───── Data supplied
PR #5876, opened 2022-10-11
Stop using deprecated set-output GH Actions command

Jackenmen:

https://github.blog/changelog/2022-10-11-github-actions-deprecating-save-state-and-set-output-commands/
https://docs.github.com/en/actions/using-workflows/workflow-commands-for-github-actions#setting-an-output-parameter

No


Kowlin (approved):
Checks are passing and saw the same PR over at dpy. Merge when ready

PR #5880, opened 2022-10-13
Use custom groups in config instead of a big list

### LINKED ISSUE #5242: Migrate Alias's config from a list of entries to a `name->alias_data` mapping

Alias

The current data structure seems inefficient. This isn't much of an issue when calling an alias since we maintain a cache in the cog but it is not ideal for edits or deletions which require finding the alias in the entries list. Using a custom group instead would be preferred.

Low-priority issue but would IMO be nice to change this at some point.

### Anything else?

_No response_

Dav-Git:

Move aliases config from a list per guild to custom groups.
Additionally potentially change the cache structure to better fit the new config model.
Add a migration to migrate existing Alias Data to the new config forma.

Yes

This closes #5242

### DIFF
--- a/redbot/cogs/alias/alias.py
+++ b/redbot/cogs/alias/alias.py
@@ -133,14 +133,13 @@ class Alias(commands.Cog):
             return
 
         if await self.config.entries():
-            async with self.config.entries() as global_alias_list:
-                for a in global_alias_list:
-                    await self.config.custom("Alias", None, a["name"]).command.set(a["command"])
-                    await self.config.custom("Alias", None, a["name"]).creator.set(a["creator"])
-                global_alias_list.clear()
+            async for a in self.config.entries():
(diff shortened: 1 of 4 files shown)


Drapersniper:
You should group Config calls to avoid repeated calls to the same scope - alias is one of the few areas of red that these optimisations have a real world benefit

Dav-Git:
Agreed. Optimizations like this will follow when I have it generally working.
But thanks for the heads up :)

Dav-Git:
No idea what broke the docs test... Works on my Machine(TM) and the error in the actions output isn't really telling me much.

Flame442:
I noticed something about a timeout trying to reach a URL in the docs test output, so I just reran the test and it came back positive. Seems like a temporary outage caused it to fail. All set now.

PR #5889, opened 2022-10-22
[Trivia] Add non-punctuated alias

japandotorg:

Trivia is one of the most used cog in my bot, and I've noticed that people don't really use punctuations when playing the game, because of which they loose points, I'm not against the concept of having punctuations, but having a non-punctuated alias feels like should be there.

Yes


Kreusada (approved):
Thanks for making these changes 😁

PR #5892, opened 2022-10-25
Add guild specific command for helpset maxpages

### LINKED ISSUE #3147: Allow Setting [p]helpset maxpages On a Per-Server Basis
# Feature request

- [ ] Cog
- [X] Command
- [ ] API functionality

The `[p]helpset maxpages` command is a command in the Core cog. Currently, you can only set this globally. I would instead prefer to be able to set this on a per-server basis, as multiple servers use the same bot that we host on their behalf and each of them have different needs for this setting.

Dav-Git:

See above
Closes #3147

Yes


Jackenmen (commented):
I briefly looked through this PR, and it appears to be fine as a standalone feature. However, if we were to have other server-specific settings, we might need to instead consider refactoring `HelpSettings` a bit. Marking for discussion for 3.6.1.

PR #5893, opened 2022-10-28
Use Discord's relative timestamps as command cooldown countdown

karlsbjorn:
Changes the message sent when invoking a command that's on cooldown. Instead of a static "in x seconds" to next available invocation, it uses a relative Discord timestamp.

DiscordCanary_aWZsJX7nuF

EDIT: I've also added relative timestamps to `[p]payday`'s cooldown message in this PR since making a separate one just for that while this one is still open seems a bit pointless.

Yes


redbot/core/events.py
```diff
@@ -295,10 +295,10 @@ async def on_command_error(ctx, error, unhandled_by_cog=False):
...
                 await bot.invoke(new_ctx)
                 return
-            if delay := humanize_timedelta(seconds=error.retry_after):
-                msg = _("This command is on cooldown. Try again in {delay}.").format(delay=delay)
-            else:
-                msg = _("This command is on cooldown. Try again in 1 second.")
+            delay = discord.utils.format_dt(
+                datetime.now(timezone.utc) + timedelta(seconds=error.retry_after), "R"
+            )
+            msg = _("This command is on cooldown. Try again {delay}.").format(delay=delay)
```
Jackenmen: I like `relative_time` more as a name for the replacement field, it's probably going to be clearer to translators about what it will contain, especially if used consistently.
```suggestion
            relative_time = discord.utils.format_dt(
                datetime.now(timezone.utc) + timedelta(seconds=error.retry_after), "R"
            )
            msg = _("This command is on cooldown. Try again {relative_time}.").format(
                relative_time=relative_time
            )
```

Jackenmen (changes requested):
I like this change! It does take away some of the precision as it only shows the highest unit and as such, there's no difference between 3m30s and 2m31s as both will show as 3 minutes *but* I guess we'll see if people complain about it.

I made one small review comment that needs to be addressed before this can be merged.

Jackenmen (approved):
LGTM, thanks for the timely follow-up.

PR #5894, opened 2022-10-29
Core - Add invoke error message customisation

### LINKED ISSUE #5622: Make CommandInvokeError error message customisable

Core

Currently when a command errors out, it sends the following message to all users:
image

However "Check your console or logs for details." for end users doesn't make much sense, just for the bot owner(s) though it makes sense.
My suggestion would be to make this message customisable, like we do on disabled commands. And by default let that message.
Maybe some templating to send the command name, and "Check your console or logs for details." if the command invoker was the owner too.

### Anything else?

_No response_

PredaaA:

Closes #5622.

Yes


PredaaA:
Trivia cog also had a "Check your console or logs for details." message, it's only displaying if the context author was the bot owner now, to follow what's being done on Audio cog.

redbot/core/events.py
```diff
@@ -244,15 +244,14 @@ async def on_command_error(ctx, error, unhandled_by_cog=False):
...
-            ).format(command=ctx.command.qualified_name)
             exception_log = "Exception in command '{}'\n" "".format(ctx.command.qualified_name)
             exception_log += "".join(
                 traceback.format_exception(type(error), error, error.__traceback__)
             )
             bot._last_exception = exception_log
+
+            message = await bot._config.invoke_error_msg()
+            message.replace("{command}", ctx.command.qualified_name)
             await ctx.send(inline(message))
```
Kreusada:
```suggestion
            message = await bot._config.invoke_error_msg()
            message = message.replace("{command}", ctx.command.qualified_name)
            await ctx.send(inline(message))
```

`str.replace` returns a copy of the string like many other `str` methods, it doesn't update the actual string. You'd need to reassign this copy to the same variable or pass the copy straight to the function below.

redbot/core/bot.py
```diff
@@ -134,6 +134,7 @@ def __init__(self, *args, cli_flags=None, bot_dir: Path = Path.cwd(), **kwargs):
             invite_commands_scope=False,
             disabled_commands=[],
             disabled_command_msg="That command is disabled.",
+            invoke_error_msg="`Error in command {command}. Check your console or logs for details.`",
```
Jackenmen: I think we should have `None` as the default and use the default message if config value is `None`. This way, we can continue to support translations in the default message *and* we can even only show the "Check your console or logs for details" if the command invoker was a bot owner, with the same check as in trivia cog.
```suggestion
            invoke_error_msg=None,
```

redbot/core/core_commands.py
```diff
@@ -3670,6 +3670,26 @@ async def use_buttons(self, ctx: commands.Context, use_buttons: bool = None):
...
+        """
+        if msg is not None and len(msg) >= 1000:
+            return await ctx.send(_("The message must be less than 1000 characters."))
+
+        if msg is not None:
+            await self.bot._config.invoke_error_msg.set(msg)
+            content = _("Succesfully updated the error message.")
+        else:
+            await self.bot._config.invoke_error_msg.clear()
+            content = _("Successfully updated the error message back to the default one.")
```
```suggestion
            content = _("Successfully reset the error message back to the default one.")
```

Jackenmen (changes requested):

PredaaA:
Done both requests.

redbot/core/events.py
```diff
@@ -266,16 +266,17 @@ async def on_command_error(ctx, error, unhandled_by_cog=False):
...
             exception_log += "".join(
                 traceback.format_exception(type(error), error, error.__traceback__)
             )
             bot._last_exception = exception_log
-            await ctx.send(inline(message))
+
+            message = (
+                await bot._config.invoke_error_msg()
+                or "`Error in command {command}. Check your console or logs for details.`"
+            )
```
Jackenmen: You didn't actually mark the string as translatable. I would also suggest to make the default message consistent with the one in Trivia cog:
```suggestion
            message = await bot._config.invoke_error_msg()
            if not message:
                if ctx.author.id in bot.owner_ids:
                    message = inline(_("Error in command {command}. Check your console or logs for details."))
                else:
                    message = inline(_("Error in command {command}."))
```

Jackenmen (changes requested):

redbot/core/core_commands.py
```diff
@@ -3670,6 +3670,26 @@ async def use_buttons(self, ctx: commands.Context, use_buttons: bool = None):
         else:
             await ctx.send(_("I will not use buttons on basic menus."))
 
+    @_set.command(name="errormsg")
+    @commands.is_owner()
+    async def _set_errormsg(self, ctx: commands.Context, msg: Optional[str] = None):
```
```suggestion
    async def _set_errormsg(self, ctx: commands.Context, *, msg: str = None):
```

redbot/core/core_commands.py
```diff
@@ -3670,6 +3670,26 @@ async def use_buttons(self, ctx: commands.Context, use_buttons: bool = None):
         else:
             await ctx.send(_("I will not use buttons on basic menus."))
 
+    @_set.command(name="errormsg")
+    @commands.is_owner()
+    async def _set_errormsg(self, ctx: commands.Context, *, msg: str = None):
+        """Set the message that will be sent on uncaught bot errors.
+
+        The message must be less than 1000 characters.
+        Use `{command}` to pass the command name in the message.
```
```suggestion
        Use `{command}` to pass the command name in the message.
        If you omit the `msg` argument, the message will be reset to the default one.
```

redbot/core/core_commands.py
```diff
@@ -3670,6 +3670,26 @@ async def use_buttons(self, ctx: commands.Context, use_buttons: bool = None):
         else:
             await ctx.send(_("I will not use buttons on basic menus."))
 
+    @_set.command(name="errormsg")
+    @commands.is_owner()
+    async def _set_errormsg(self, ctx: commands.Context, *, msg: str = None):
```
Jackenmen, line 3675: This command needs to be added to the core commands guide.

Jackenmen (changes requested):

Jackenmen (approved):
Let's goooo.

PR #5902, opened 2022-11-11
Allow send_interactive to upload a file containing all content

### LINKED ISSUE #5901: Add file output for code evaluation commands & Better long output handling

Dev

Currently when evaluating code with a large response, it would be shown in multiple messages. (when typing more)

Dropping a file would be way more convenient. 

Furthermore instead of typing more, a button will be nice. When clicking the button, the button disappears and a new message with a new button appears. (if there is further output)

### Anything else?

_No response_

TrustyJAID:

This allows `send_interactive` to optionally upload a file containing all content in the next message when `file` is said instead of `more`. This resolves #5901. 

Yes

### DIFF
--- a/redbot/core/commands/context.py
+++ b/redbot/core/commands/context.py
@@ -4,6 +4,7 @@ import asyncio
 import contextlib
 import os
 import re
+from io import StringIO
 from typing import Iterable, List, Union, Optional, TYPE_CHECKING
 import discord
 from discord.ext.commands import Context as DPYContext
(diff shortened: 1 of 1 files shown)


redbot/core/commands/context.py
```diff
@@ -211,6 +218,12 @@ async def send_interactive(
                         # or channel is a DM
                         with contextlib.suppress(discord.HTTPException):
                             await query.delete()
+                    if resp.content == "file":
```
Flame442: Currently, input such as `FILE` is treated identically to `more`.

Due to the predicate `lower_contained_in` being used, `resp.content` may contain capitals. This should either inspect the `result` attribute of the predicate to see if it is `1`, or also casefold the content before comparing here.

Flame442 (changes requested):

Flame442 (approved):

PR #5918, opened 2022-12-01
Core - #5891 Recovering Server Prefixes

### LINKED ISSUE #5891: Add some way to recover when someone forgets what they set their server prefix to

Core

Currently, it's possible to "lock yourself out" in a server if you set a server prefix and forget it. Global prefixes won't work, in best case the bot owner has enabled `--mentionable` and you can use mention prefix in the server but if the bot owner did not do that then you don't really have any good way of finding out what the prefix is, setting it to something else or resetting it. To alleviate this problem, at least one of those things needs to be possible.

Potential options are:
- adding `[guild]` parameter to `[p]set showsettings` command which could be used in DMs to get server's settings (including server prefix) without knowing the server prefix
- adding a new command for reseting server prefix from DMs (e.g. `[p]set serverprefix reset <guild>`)
- adding (or changing existing) command for setting server prefix from DMs

### Anything else?

_No response_

AntonioNarra:
Resolves #5891 
Modifies [p]set showsettings to accept an optional [guild] parameter in case users forget server prefixes
Modifies [p]set serverprefix to have a typing.Optional [guild] parameter before the prefix(es). Now works in DMs to the bot.

Yes

### DIFF
--- a/redbot/core/core_commands.py
+++ b/redbot/core/core_commands.py
@@ -3351,10 +3351,16 @@ class Core(commands.commands._RuleDropper, commands.Cog, CoreLogic):
     # -- End Set Ownernotifications Commands -- ###
 
     @_set.command(name="showsettings")
-    async def _set_showsettings(self, ctx: commands.Context):
+    async def _set_showsettings(
+        self, ctx: commands.Context, specified_guild: discord.Guild = None
+    ):
         """
-        Show the current settings for [botname].
+        Show the current settings for [botname]. Accepts optional guild parameter in case must recover prefix.
         """
+        if specified_guild is not None:
+            # override ctx.guild if a guild is provided as an argument
+            ctx.guild = specified_guild
+
         if ctx.guild:
             guild_data = await ctx.bot._config.guild(ctx.guild).all()
             guild = ctx.guild
--- a/redbot/core/core_commands.py
+++ b/redbot/core/core_commands.py
@@ -3351,19 +3351,16 @@ class Core(commands.commands._RuleDropper, commands.Cog, CoreLogic):
     # -- End Set Ownernotifications Commands -- ###
 
     @_set.command(name="showsettings")
-    async def _set_showsettings(
-        self, ctx: commands.Context, specified_guild: discord.Guild = None
-    ):
+    async def _set_showsettings(self, ctx: commands.Context, server: discord.Guild = None):
         """
-        Show the current settings for [botname]. Accepts optional guild parameter in case must recover prefix.
+        Show the current settings for [botname]. Accepts optional guild parameter if its prefix must be recovered.
         """
-        if specified_guild is not None:
-            # override ctx.guild if a guild is provided as an argument
-            ctx.guild = specified_guild
+        if server is None:
+            server = ctx.guild
 
-        if ctx.guild:
-            guild_data = await ctx.bot._config.guild(ctx.guild).all()
-            guild = ctx.guild
+        if server:
+            guild_data = await ctx.bot._config.guild(server).all()
+            guild = server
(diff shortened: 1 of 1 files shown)


redbot/core/core_commands.py
```diff
@@ -3351,10 +3351,16 @@ async def _set_ownernotifications_listdestinations(self, ctx: commands.Context):
...
+        self, ctx: commands.Context, specified_guild: discord.Guild = None
+    ):
         """
-        Show the current settings for [botname].
+        Show the current settings for [botname]. Accepts optional guild parameter in case must recover prefix.
         """
+        if specified_guild is not None:
+            # override ctx.guild if a guild is provided as an argument
+            ctx.guild = specified_guild
+
```
Flame442: ~~These changes should not be a part of this PR. This command is only for viewing the **current** settings.~~
Nevermind I forgot what **I** wrote in the issue.... However, the override of `ctx.guild` should be replaced with something similar to what I said in a comment on the other command.

redbot/core/core_commands.py
```diff
@@ -3599,8 +3605,9 @@ async def _set_prefix(self, ctx: commands.Context, *prefixes: str):
 
     @_set.command(name="serverprefix", aliases=["serverprefixes"])
     @checks.admin_or_permissions(manage_guild=True)
-    @commands.guild_only()
-    async def _set_serverprefix(self, ctx: commands.Context, *prefixes: str):
+    async def _set_serverprefix(
+        self, ctx: commands.Context, specified_guild: Optional[discord.Guild], *prefixes: str
```
```suggestion
        self, ctx: commands.Context, server: Optional[discord.Guild], *prefixes: str
```
Just to be consistent with the user-facing name "server" used in the command name.

redbot/core/core_commands.py
```diff
@@ -3613,10 +3620,15 @@ async def _set_serverprefix(self, ctx: commands.Context, *prefixes: str):
...
             - `[p]set serverprefix "@[botname] "` - This uses a mention as the prefix.
             - `[p]set serverprefix ! ? .` - Sets multiple prefixes.
+            - `[p]set serverprefix guild_name ? - Sets prefix for specified guild.
 
         **Arguments:**
             - `[prefixes...]` - The prefixes the bot will respond to on this server. Leave blank to clear server prefixes.
         """
+        if specified_guild is not None:
+            # prefer specified guild over ctx.guild when provided as argument
+            ctx.guild = specified_guild
```
Flame442: Instead of overriding the `ctx` attribute (which affects *anything* using that context object), do something more like
```py
if server is None:
    server = ctx.guild
```
then replace anywhere the command currently uses `ctx.guild` with `server`.

redbot/core/core_commands.py
```diff
@@ -3613,10 +3620,15 @@ async def _set_serverprefix(self, ctx: commands.Context, *prefixes: str):
             - `[p]set serverprefix "! "` - Quotes are needed to use spaces in prefixes.
             - `[p]set serverprefix "@[botname] "` - This uses a mention as the prefix.
             - `[p]set serverprefix ! ? .` - Sets multiple prefixes.
+            - `[p]set serverprefix guild_name ? - Sets prefix for specified guild.
```
```suggestion
            - `[p]set serverprefix "Red - Discord Bot" ? - Sets the prefix for a specific server. Quotes are needed to use spaces in the server name.
```

Flame442 (changes requested):

redbot/core/core_commands.py
AntonioNarra: Right, that makes sense. Added changes to use server variable rather than modifying ctx.guild as mentioned below.

Flame442 (approved):
Thanks for making those changes, this is all set now!

PR #5919, opened 2022-12-02
Updated excluded features

Kowlin:

Add ``PRIVATE_THREADS`` to the excluded list of features, as this feature is now available to the public after being removed from T2 boosting

Yes

### DIFF
--- a/redbot/cogs/general/general.py
+++ b/redbot/cogs/general/general.py
@@ -422,6 +422,8 @@ class General(commands.Cog):
                 "NEW_THREAD_PERMISSIONS",
                 "TEXT_IN_VOICE_ENABLED",
                 "THREADS_ENABLED",
+                # available to evertyone sometime after forum channel release
+                "PRIVATE_THREADS",
             }
             custom_feature_names = {
                 "VANITY_URL": "Vanity URL",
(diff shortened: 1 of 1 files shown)


redbot/cogs/general/general.py
```diff
@@ -422,6 +422,8 @@ def _bitsize(num: int):
                 "NEW_THREAD_PERMISSIONS",
                 "TEXT_IN_VOICE_ENABLED",
                 "THREADS_ENABLED",
+                # available to evertyone sometime after forum channel release
```
Zephyrkul:
```suggestion
                # available to everyone sometime after forum channel release
```

Jackenmen:
For completeness, here are other features that should NOT be excluded:
- `APPLICATION_COMMAND_PERMISSIONS_V2` - based on the documentation when this flag is present, the new behavior is NOT enabled so it will actually gradually disappear as servers opt-in/mandatory rollout starts
- `AUTO_MODERATION` - this shows up and disappears depending on whether a server has at least one rule set up (also present if a rule is disabled but not removed)

Jackenmen (approved):
Looks fine.

PR #5920, opened 2022-12-02
Bump discord.py to version 2.1.0

Kowlin:

For as far as I'm aware no additional changes are needed for this bump. However, would be a good idea to double check.

Yes

### DIFF
--- a/redbot/cogs/mod/kickban.py
+++ b/redbot/cogs/mod/kickban.py
@@ -538,7 +538,9 @@ class KickBanMixin(MixinMeta):
                     banned.append(user_id)
                 else:
                     try:
-                        await guild.ban(user, reason=audit_reason, delete_message_seconds=days * 86400)
+                        await guild.ban(
+                            user, reason=audit_reason, delete_message_seconds=days * 86400
+                        )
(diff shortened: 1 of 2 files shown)


Jackenmen (changes requested):
Should do a swap from `delete_message_days` to `delete_message_seconds` when `Guild.ban()`/`Member.ban()` is used (passed argument needs to be multiplied by `86400`) as the former is deprecated. Based on code search, this argument is only used in `redbot/cogs/mod/kickban.py` file.

---

We could also consider allowing people to specify other intervals in commands such as `[p]ban`, `[p]massban`, and `[p]tempban` though in the `[p]tempban` case it may make the parameter syntax more ambiguous due to temp ban duration and delete seconds allowing the same syntax (timedelta converter). Since it's not a very clear cut, I recommend that you make an issue for that where we can discuss it further.

Kowlin:
Okay that was the thing that I absolutely glanced over and blanked out while reading the change log, whoops 😅

Jackenmen:
To be fair, the changelog doesn't mention the deprecation anywhere :)

Jackenmen (approved):
Seems fine now, thanks for making the issue for tracking the new possibility for ban commands.

PR #5921, opened 2022-12-02
Add optional delay for [p]audioset dc

### LINKED ISSUE #5350: [Audio] Timeout value for "dc" setting

Audio

Currently it seems like the alternatives are that the bot either stays in the channel until its empty, and then disconnects after a `emptydisconnect` time, or it disconnects immediately after the queue goes empty, with the `dc` setting.

I think it would make a lot of sense if you could configure a timeout for the `dc` setting, in the form of "Wait X amount of seconds before disconnecting on empty queue". This would allow you to have the bot disconnect when its done playing, but at the same time also reduce the amount of unnecessary disconnects. I often see new songs being queued directly after the current one is done, and the bot has just 1 second ago disconnected.

### Anything else?

_No response_

AntonioNarra:
Closes #5350 
Gives users the option to specify a delay before the bot disconnects on an empty queue with `[p]audioset dc <delay>`

Yes

### DIFF
--- a/redbot/cogs/audio/core/__init__.py
+++ b/redbot/cogs/audio/core/__init__.py
@@ -133,6 +133,7 @@ class Audio(
             emptydc_timer=0,
             emptypause_enabled=False,
             emptypause_timer=0,
+            emptyqueuedc_timer=0,
             jukebox=False,
             jukebox_price=0,
             maxlength=0,
--- a/redbot/cogs/audio/core/commands/audioset.py
+++ b/redbot/cogs/audio/core/commands/audioset.py
@@ -614,23 +614,33 @@ class AudioSetCommands(MixinMeta, metaclass=CompositeMetaClass):
     @command_audioset.command(name="dc")
     @commands.guild_only()
     @commands.mod_or_permissions(manage_guild=True)
-    async def command_audioset_dc(self, ctx: commands.Context):
+    async def command_audioset_dc(self, ctx: commands.Context, seconds: int = 0):
         """Toggle the bot auto-disconnecting when done playing.
 
         This setting takes precedence over `[p]audioset emptydisconnect`.
+        Users can optionally specify a delay.
         """
+        if seconds < 0:
+            return await self.send_embed_msg(
+                ctx, title=_("Invalid Time"), description=_("Seconds can't be less than zero.")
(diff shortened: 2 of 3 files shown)


Zephyrkul:
As it stands in this PR, if the queue empties (thus starting the timer for disconnecting), there's no way to stop that timer even if more songs are enqueued.

AntonioNarra:
> As it stands in this PR, if the queue empties (thus starting the timer for disconnecting), there's no way to stop that timer even if more songs are enqueued.

That's true. It's possible to interrupt the sleep timer whenever a new song is queued with `[p]autoplay`, `[p]bumpplay`, and `[p]play`, although I'm not sure if that's the best fix for this problem.

ltzmax:
> > As it stands in this PR, if the queue empties (thus starting the timer for disconnecting), there's no way to stop that timer even if more songs are enqueued.
> 
> 
> 
> That's true. It's possible to interrupt the sleep timer whenever a new song is queued with `[p]autoplay`, `[p]bumpplay`, and `[p]play`, although I'm not sure if that's the best fix for this problem. 

Tbh not sure if this is good idea either but you could also do `0 to disable the timer` or `-1`.

Drapersniper:
> > As it stands in this PR, if the queue empties (thus starting the timer for disconnecting), there's no way to stop that timer even if more songs are enqueued.
> 
> That's true. It's possible to interrupt the sleep timer whenever a new song is queued with `[p]autoplay`, `[p]bumpplay`, and `[p]play`, although I'm not sure if that's the best fix for this problem.

And previous, or any command really, if the queue is empty and someone is interacting with the cog in any way it should dc during if you are adding a timer

Drapersniper:
> > > As it stands in this PR, if the queue empties (thus starting the timer for disconnecting), there's no way to stop that timer even if more songs are enqueued.
> > 
> > 
> > That's true. It's possible to interrupt the sleep timer whenever a new song is queued with `[p]autoplay`, `[p]bumpplay`, and `[p]play`, although I'm not sure if that's the best fix for this problem.
> 
> Tbh not sure if this is good idea either but you could also do `0 to disable the timer` or `-1`.

0 should disabled the timer yeah to keep the current behaviour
──────────
- Exercise brief -
Using the data above, return every line that contains the string "import".

- Written answer -
@@ -4,6 +4,7 @@ import asyncio
 import contextlib
 import os
 import re
+from io import StringIO
 from typing import Iterable, List, Union, Optional, TYPE_CHECKING
 import discord
 from discord.ext.commands import Context as DPYContext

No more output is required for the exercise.